Consistent testing conditions such as clear instructions and access to embedded and external resources are an important part of ensuring valid results, although there is not much evidence that physical setting such as size of room or number of test takers has much bearing. Currently state accountability tests are administered in a variety of settings. As long as the number of proctors is sufficient to assure proper coverage, the important point is likely the fidelity with which test administration protocols are followed. That's why Smarter Balanced has developed detailed test administration procedures to help district and school assessment coordinators (you can download the administration manuals for the Field Test on our website). The manuals cover everything from how to download the secure Internet browser (so students cannot surf outside websites) to how to create an appropriate testing environment free of distractions.

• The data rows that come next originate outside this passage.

PR #295, opened 2025-04-25
Replace unpack! macro with let-chain

untitaker:
Next rust version is going to come out within a couple of weeks where
this feature is stable.


wgreenberg:
very hyped for let chains, thanks for throwing this together!

untitaker:
misunderstood rust's release schedule, iirc this will actually take 6 weeks to ship still

oopsbagel:
@untitaker We can reopen this once we're using rustc 1.88, which is out as of June 26th.

Issue #195, opened 2025-03-25
Question on Dependency Security / Supply Chain Security


janvhs:
Hey, thank you for providing yet another nice tool for making the world a bit safer!

Since this tool is written in Rust and has quite a few direct and transitive [dependencies](https://github.com/EFForg/rayhunter/blob/main/Cargo.lock), I was wondering if you could share some insight on ensuring you don't pull in malware by accident. This is a thing I'm struggling with a bit whenever I see some software is written in Rust or whenever I inherit Rust code to work on.

I know this is not an issue and I'm sorry for adding triage overhead, but seems to be the most appropriate place to ask such a question... well apart from a mailing list :D

Thank you, Jan

oopsbagel:
This is also something I spend time thinking / worrying about. I'm not privy to any internal discussions the team may be having, but:

A good start to this would be generating a SBOM and pursue reproducible builds.

This tool is more about auditing for memory safety / `unsafe` Rust but has some helpful features: https://github.com/PLSysSec/cargo-scan

oopsbagel:
I don't have any strong opinion about SBOM formats, and this tool comes from CycloneDX: it reads Cargo.lock and generates SBOMs: https://github.com/CycloneDX/cyclonedx-rust-cargo

oopsbagel:
(SBOMs are helpful for several reasons, but for this topic because they allow the project to use the entire ecosystem of tools that work with SBOMs to identify if the project is using a library that has a known and relevant vulnerability.)

The broader question of "well what if someone sneaks in something malicious upstream, how do we detect it if it hasn't been detected by anyone else?" is an inherently challenging problem, but doing the equivalent of running the binaries through VirusTotal is a good first step, and I think the EFF has done some work in this space: https://github.com/EFForg/yaya

janvhs:
[...]

PR #301, opened 2025-04-30
[WIP] Ensure safe dependency graph using Cargo Vet by Mozilla 

janvhs:
As expressed in #195 it might be nice to have a verified dependency graph. As a followup for this I started auditing the dependency chain using `cargo vet` by Mozilla. The dependency chain is larger than I expected at first and there are currently **1_719_173** Lines unverified code. I know @oopsbagel expressed interest in `cargo crev`, which I didn't use in the past, so it might be worth looking into which tool to use long term. I know that https://lib.rs has a tool to use `cargo crev` with `cargo vet`.

I decided to pull in Mozilla and Google as trust sources, because both use it for their browsers and operating system. I'll probably add one or two more, but I tend to be selective here.

This is an ongoing effort and will take a while for the initial audit. In the future it will probably be a lot less work, when bumping dependencies and I hope they will not effect the release process. However I am unsure how much effect it will have.

I'll make sure to comment on why I trust certain crates in the commit description, so it gets tied to the git history and is easy to look back onto.

If there are any concerns, questions or other things, don't hesitate to ask ^^

### DIFF
--- a/supply-chain/config.toml
+++ b/supply-chain/config.toml
@@ -4,6 +4,9 @@
 [cargo-vet]
 version = "0.10"
 
+[imports.bytecode-alliance]
+url = "https://raw.githubusercontent.com/bytecodealliance/wasmtime/main/supply-chain/audits.toml"
+
 [imports.google]
 url = "https://raw.githubusercontent.com/google/supply-chain/main/audits.toml"
 
--- a/supply-chain/imports.lock
+++ b/supply-chain/imports.lock
@@ -15,9 +15,23 @@ user-id = 3618
 user-login = "dtolnay"
 user-name = "David Tolnay"
 
+[[publisher.bumpalo]]
+version = "3.15.3"
+when = "2024-02-22"
+user-id = 696
+user-login = "fitzgen"
+user-name = "Nick Fitzgerald"
+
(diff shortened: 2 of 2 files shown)


untitaker:
if I make a PR and want to add new dependencies to rayhunter, do I need to vet it somehow now? or is the vetting something that happens async by people who care about it? should figure out a policy here.

untitaker:
sorry I mean I'm not asking you to make a decision here but sketch out how it could work. it's not clear to me what level of rigor would be required of me as a contributor so that your goals are achieved. for example if let's say we don't add new requirements to PRs before they pass, it can be that some commits on master contain dependencies that are "unvetted". is that an acceptable state for maintaining trust? can there be releases with unvetted dependencies, and would that be a problem for you?

oopsbagel:
There's more discussion to respond to above, but narrowly:

> Is this desired to run in WASM targets? A few crates are pulling in web assembly and JavaScript backends, which can probably be turned off via feature flags

I don't think so, not now at least. These are things we'll want to toggle off. Trimming down the massive dependency tree is a helpful outcome of this project.

cooperq:
Closing this pull request as stale, please re-open it if there is something ready to merge.

PR #302, opened 2025-05-04
Fix diag logging for TP-Link M7350 v9

untitaker:
On v9 it was reported that the same parameters as the orbic are required
to get the diag interface going.

I did not test this PR myself on v9, but it still works on v5 and v7.

### DIFF
--- a/lib/src/diag_device.rs
+++ b/lib/src/diag_device.rs
@@ -261,30 +261,49 @@ struct diag_logging_mode_param_t {
 fn enable_frame_readwrite(fd: i32, mode: u32) -> DiagResult<()> {
     unsafe {
         if libc::ioctl(fd, DIAG_IOCTL_SWITCH_LOGGING, mode, 0, 0, 0) < 0 {
-            let mut params = if cfg!(feature = "tplink") {
-                diag_logging_mode_param_t {
-                    req_mode: mode,
-                    peripheral_mask: 0,
-                    mode_param: 1,
-                }
+            let try_params: &[diag_logging_mode_param_t] = if cfg!(feature = "tplink") {
+                &[
+                    diag_logging_mode_param_t {
+                        req_mode: mode,
+                        peripheral_mask: 0,
+                        mode_param: 1,
+                    },
+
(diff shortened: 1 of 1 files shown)


ping2A:
I think we are lacking another way to change the params for tplink version, something more modular or another feature ?

untitaker:
another thing, i was checking the source code for TP-Link v3 today, and could not find any definition of `diag_logging_mode_param_t` or equivalent struct. it seems that the parameter that ioctl takes on v3 is only a single `long`, but I am not sure I understood the sourcecode correctly.

For v5 and v9 i do find `diag_logging_mode_param_t` in the sourcecode.

I downloaded both versions from here: https://www.tp-link.com/de/support/gpl-code/?app=omada and searched for `DIAG_IOCTL_SWITCH_LOGGING` to find the driver code handling that ioctl.

bouncenz:
Hi, I have a M7350 with the v9 and have been testing this fix but still get the error.
> Error: DiagInitError(InitializationFailed("DIAG_IOCTL_SWITCH_LOGGING ioctl failed with error code -1"))
Sorry I am new to rust, is there a feature value we need to set in one of the cargo.toml files to build for the tplink v9 version
What  useful debugging could I do to help ?

ping2A:
I think we need a way to detect the tplink version dynamically in order to adjust to correct pick up of the values

untitaker:
can somebody dump `/build.prop` from v9 or whatever that file is called? that's probably the way to go.

bouncenz:
From the M7350 web about screen:
`About Device
Model: M7350
Firmware Version: 9.0.3 Build 241219 Rel.1089n
Hardware Version: M7350(EU) v9.0
IMEI: 3567387........
MAC Address: BC:07:1D:......
IMSI: 5302412.......
`
From /build.prop
`/ # cat /build.prop
ro.build.version.release=202401032127
ro.product.name=mdm9607-base
`

untitaker:
I merged this PR into https://github.com/EFForg/rayhunter/pull/328 for ease of debugging

PR #304, opened 2025-05-06
[DOCS] Update README.md to Explicitly State Supported Bands

zoracon:
Had to check around forums and docs just to find this info so just dumped here. Take it or leave it though if this exists somewhere else.

Also, are WiFi bands needed? Probably not but left it just in case.


oopsbagel (approved):
Super helpful!

PR #308, opened 2025-05-12
Migrate README content to the mdbook

wgreenberg:
Moves our sprawling README (and parts of the wiki) into the mdbook. Once this is merged, we should probably delete the wiki.


oopsbagel (approved):
Just rubber stamping this incase you want to get it out, now that the contents successfully build. Doesn't replace a real review of the contents by cooperq. :)

cooperq:
this looks great and I think makes documentation much clearer, thanks Will!

PR #311, opened 2025-05-13
Create versioned release tarball

### LINKED ISSUE #221: Rename release bundle to `rayhunter.tar`
I think naming the release bundles `release.tar` is not super clear. When you unzip it, it lands in a folder just called `release` (or courses). Which is easy to lose track of.

Proposal: Can we rename it `rayhunter.tar` or `rayhunter-v2.7.0.tar`?

kevstewa:
The release workflow now produces a tarball named `rayhunter-v<version>.tar`, where the version is dynamically extracted from `rayhunter/bin/Cargo.toml`. Additionally, the archive contains a top-level directory named `rayhunter-v<version>/`, making each release artifact clearly identifiable and self-contained by version. This change improves clarity for downstream consumers and simplifies managing multiple versions.

Closes #221 

## Pull Request Checklist

### DIFF
--- a/.github/workflows/build-release.yml
+++ b/.github/workflows/build-release.yml
@@ -4,7 +4,7 @@ on:
   push:
     branches: [main, "release-*"]
   pull_request:
-    branches: [ "main" ]
+    branches: ["main"]
 
 env:
   CARGO_TERM_COLOR: always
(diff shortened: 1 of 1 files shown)


kevstewa:
A couple of the checklist items do not apply. Is it preferred to keep unchecked or checked to indicate N/A?

.github/workflows/build-release.yml
```diff
@@ -99,14 +99,21 @@ jobs:
...
+        run: |
+          VERSIONED_DIR="rayhunter-v${{ env.VERSION }}"
+          mkdir "$VERSIONED_DIR"
+          mv dist/* "$VERSIONED_DIR"/
       - name: Archive release directory
-        run: tar -cvf release.tar -C dist .
-      # TODO: have this create a release directly
+        run: |
+          VERSIONED_DIR="rayhunter-v${{ env.VERSION }}"
+          tar -cvf "$VERSIONED_DIR.tar" "$VERSIONED_DIR"
```
cooperq, line 113: While we are here I would actually prefer this to be a zip file than a tarball. I'm not sure why we decided to make a tarball to begin with honestly. As a bonus it would be cool to take the sha256sum automatically and add it to the zip file as well. Much less work to do in release engineering if we do that.

cooperq (changes requested):
This looks great, I just have one small additional request :)

.github/workflows/build-release.yml
kevstewa: The tarball presents a nice target for the hash. I can absolutely create a zip file instead but, as any uploaded artifact is zipped, we'd end up with a zip (and .sha256 hash file) in a zip. If that's preferrable, I'll make the update. Otherwise, I'll hash the tarball, upload, and let the artifact compression handle the container zip.

cooperq: I think we'd rather have a hash of the binary than the compressed file, it makes sense to me to have a zip file that contains the binary and a sha sum of the binary but I'm open to other ideas. Mostly I don't want to have to download and extract the tar and sha sum it and then zip it all by hand just to make the release.

kevstewa: Forgive the back and forth--the release.tar currently contains a handful of binaries along with scripts etc. I'm failing to make a connection that lands us with a zip file containing the hash and binary unless I hash each file within. At that point, I would argue that it still makes more sense to hash the archive file containing everything, providing validation for everything in one fell swoop. At that point you would be in a position to either upload the zip wholesale where it contains the archive and shasum or unzip and upload the contents mimicking the current release strategy (.tar and .sha256).

Ultimately uploaded artifacts will always result in a zip file that will need to be extracted to obtain the .sha256 and archive file containing the release data. Assuming that the intended end result will be a release where the assets contain:

- release-vx.x.x.zip
- release-vx.x.x.zip.sha256

I will move forward with the original suggestion. However, I want to reiterate for clarity's sake: the upload artifacts resulting from the pipeline will still produce a zip containing the files above that will need to be extracted by nature of artifact upload.

cooperq: you are totally correct, I forgot that the zip contains multiple artifacts but it obviously does and you are absolutely right, blame brain damage IDK. zip and a sha256 of the zip is, as you say, obviously the correct choice here. Thank you so much!

cooperq (approved):
Fantastic work, thank you so much!

PR #344, opened 2025-05-25
Remove display eastereggs and unused features

untitaker:
Remove many crate features and use a different command for building
rayhunter-daemon to ensure that the binary is as minimal as possible. The two
commands in combination bring down the binary size from 3.6 to 2.9 MiB.

The real size improvement would be to compress the web frontend into just one
JS file, gzip that file on compilation and vendor the _compressed JS_ into the
binary. Repeat the same for `pico.css.min`. The web server would always respond
with `Content-Encoding: gzip` even if the browser didn't request it, but that
shouldn't be an issue in practice.

That doesn't seem to be possible with SvelteKit+Vite, but it's possible with
bare Svelte and esbuild.


bin/src/display/generic_framebuffer.rs
```diff
@@ -73,48 +68,6 @@ pub trait GenericFramebuffer: Send + 'static {
         buffer: &[(u8, u8, u8)], // rgb, row-wise, left-to-right, top-to-bottom
     );
```
cooperq, line 70: But I really like orca mode 😭 As I understand the binary size is really important for the TP-Link, yes? Would it be possible to put this behind a compile flag for just the orbic so that we can keep this feature while keeping the tp-link binary smaller?

PR #349, opened 2025-05-29
update adb version which fixes adb key missing error. Fixes #330

### LINKED ISSUE #330: [Bug]: 0.3.0 installer fails on macOS on first install
### Rayhunter Version

0.3.0

### Capture Date

N/A

### Capture Location

_No response_

### Device and Model

Orbic

### What happened?

Cooper and i were on a zoom call w/ a user trying to provision a fresh Orbic device using 0.3.0 installer on macOS, but the installer kept failing with an error like "file not found". we couldn't get more info using `RUST_BACKTRACE=1`, so it's not exactly clear what the cause was yet.

however, we were able to work around this by installing rayhunter via the 0.2.8 installer, and then using the 0.3.0 installer to upgrade rayhunter.

### Expected behavior

0.3.0 installer works on macOS on a fresh Orbic device

### Relevant log output

```shell

```

cooperq:
This could be updated to point back at @gaykitty's fork. Pointing to mine for now for testing.

### DIFF
--- a/installer/src/orbic.rs
+++ b/installer/src/orbic.rs
@@ -434,14 +434,6 @@ pub fn open_orbic() -> Result<Option<Interface>> {
         return Ok(Some(interface));
     }
 
-    // Another device with rndis enabled as well
-    if let Some(device) = open_usb_device(VENDOR_ID, 0xf626)? {
-        let interface = device
-            .detach_and_claim_interface(1) // will reattach drivers on release
-            .context("detach_and_claim_interface(1) failed")?;
-        return Ok(Some(interface));
-    }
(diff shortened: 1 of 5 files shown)


installer/src/orbic.rs
```diff
@@ -434,14 +434,6 @@ pub fn open_orbic() -> Result<Option<Interface>> {
         return Ok(Some(interface));
     }
 
-    // Another device with rndis enabled as well
```
untitaker, line 437: why'd this get removed?

oopsbagel (approved):

PR #350, opened 2025-05-31
Add basic key input

untitaker:
This works on TP-Link and Orbic. Double-tap the power button to restart the recording.


oopsbagel:
I think this is a cool idea, but I would also want it disabled by default: the way I use these hotspots, they're rattling around in a bag and it's pretty plausible they could have ghost inputs. I wouldn't want to stop recording because the device got jostled. I'm thinking of all the times I butt dialed someone before phones became touchscreen only.

Right now a long press is required to stop recording (by turning it off), and random power button presses don't affect anything.

untitaker:
you'd have to tap the button twice within 500ms, I can't quite imagine how to butt dial that. I'd rather find a way to make this butt dial proof than making users turn it on via the config file

untitaker:
going to mark this ready for review but am happy to make changes to the shortcuts if desired

PR #22, opened 2017-04-24
Use postgres config instead of mysql for doc generation

dsgoers:


dsgoers:
I tested this and it works.

PR #23, opened 2017-04-26
Add key so relationship name and include value are the same

dsgoers:


app/serializers/resource_serializer.rb
```diff
@@ -7,6 +7,6 @@ class ResourceSerializer < ActiveModel::Serializer
   belongs_to :system
 
   has_many :translations
-  has_many :latest_translations
+  has_many :latest_translations, key: 'latest-translations'
```
knutsenm: I'm not familiar w/that; is it an alias for primary_key or foreign_key? Should probably spell it one of those ways.

dsgoers:
thanks!!

PR #24, opened 2017-04-27
Insert translated phrases into XML structure documents

dsgoers:


app/controllers/translations_controller.rb
```diff
@@ -21,7 +21,8 @@ def all_translations
   end
 
   def render_not_found
-    @translation.errors.add(:message, 'Translation not found.')
+    @translation.errors.add(:message,
+                            'Translation not found.  Use drafts/ if you\'re looking for an unpublished translation.')
```
knutsenm: Rubocop won't complain if you use double quotes in this case (so you don\'t have to quote your single quote) ;-)

It would otherwise complain about double quotes when you don't interpolate any variables, so your intentions are noble.

dsgoers: I prefer to use single quotes and escape characters.

PR #26, opened 2017-04-27
Attributes

dsgoers:
1. Show resource attributes as attributes instead of a relationship
2. Force attribute keys to be in format blah_blah_blah

### DIFF
--- a/app/models/attribute.rb
+++ b/app/models/attribute.rb
@@ -4,4 +4,6 @@ class Attribute < ActiveRecord::Base
   belongs_to :resource
 
   has_many :translated_attributes
+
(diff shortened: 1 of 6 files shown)


app/models/attribute.rb
```diff
@@ -4,4 +4,6 @@ class Attribute < ActiveRecord::Base
   belongs_to :resource
 
   has_many :translated_attributes
+
+  validates :key, format: { with: /\A[[:alpha:]]+(_[[:alpha:]]+)*\z/ }
```
dsgoers: Yup that's it.  Might be too strict, but I can adjust it if needed.  Rails makes it easy 😄

PR #27, opened 2017-04-28
Json api

dsgoers:


app/controllers/custom_pages_controller.rb
```diff
@@ -13,11 +13,13 @@ def destroy
   private
 
   def upsert_custom_page
-    CustomPage.create!(params.permit(:translation_id, :page_id, :structure))
+    attrs = params[:data][:attributes]
+
+    CustomPage.create!(attrs.permit(:translation_id, :page_id, :structure))
```
soberstadt: You also can use the AMS deserializer to pull off the correct attributes, if you want.
https://github.com/CruGlobal/missionhub-api/blob/master/app/controllers/apis/v4/base_controller.rb#L202

dsgoers: What are the advantages/disadvantages?

soberstadt: I like it because it is more clear that what you are doing is parsing someone's json-api model, and it will do some normalizing of relationships. For example:
this hash:
```
{
  type: 'group',
  attributes: {
    name: 'The Avengers',
    location: 'Avengers Mansion',
    meets: 'weekly'
  },
  relationships: {
    organization: {
      data: {
        type: 'organization',
        id: org.id
      }
    }
  }
}
```
is parsed as such: `{:name=>"The Avengers", :location=>"Avengers Mansion", :meets=>"weekly", :organization_id=>4}`

Disadvantage is that it's a different api you need to remember.

I would recommend using it.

States already have extensive experience with administering assessments, and the principles of good administration are the same whether the test is given on paper or online. In nearly all cases, we believe that students will take the Smarter Balanced assessments in their schools--either in classrooms with mobile computers (laptops and tablets) or in existing computer labs or libraries.
"How will we account for the fact that we're apparently looking at testing windows that will stretch over four or more weeks?"
States have the flexibility to determine when to administer the Smarter Balanced year-end assessments at any point during the last 12 weeks of the school year. We established this testing window to ensure that schools with limited technology could maximize the use of existing resources and to accommodate the considerable variation in state and district calendars. As schools upgrade their technology, this window may be shortened.
At a Consortium-wide meeting in September, member states discussed whether or not Smarter Balanced should set required grade-level windows within the broader 12-week window--for example: set the first four weeks for grade 3, the second four weeks for grade 4, and so on. The benefit of this would be to standardize the number of weeks into the school year that each grade uses each assessment, allowing year-to-year growth estimates to be based on a common number of intervening months of instruction. After lengthy discussion, member states decided not to have a Consortium-imposed calendar, but did agree that states could require individual grade levels to be assessed in a shorter window than the overall 12-week window.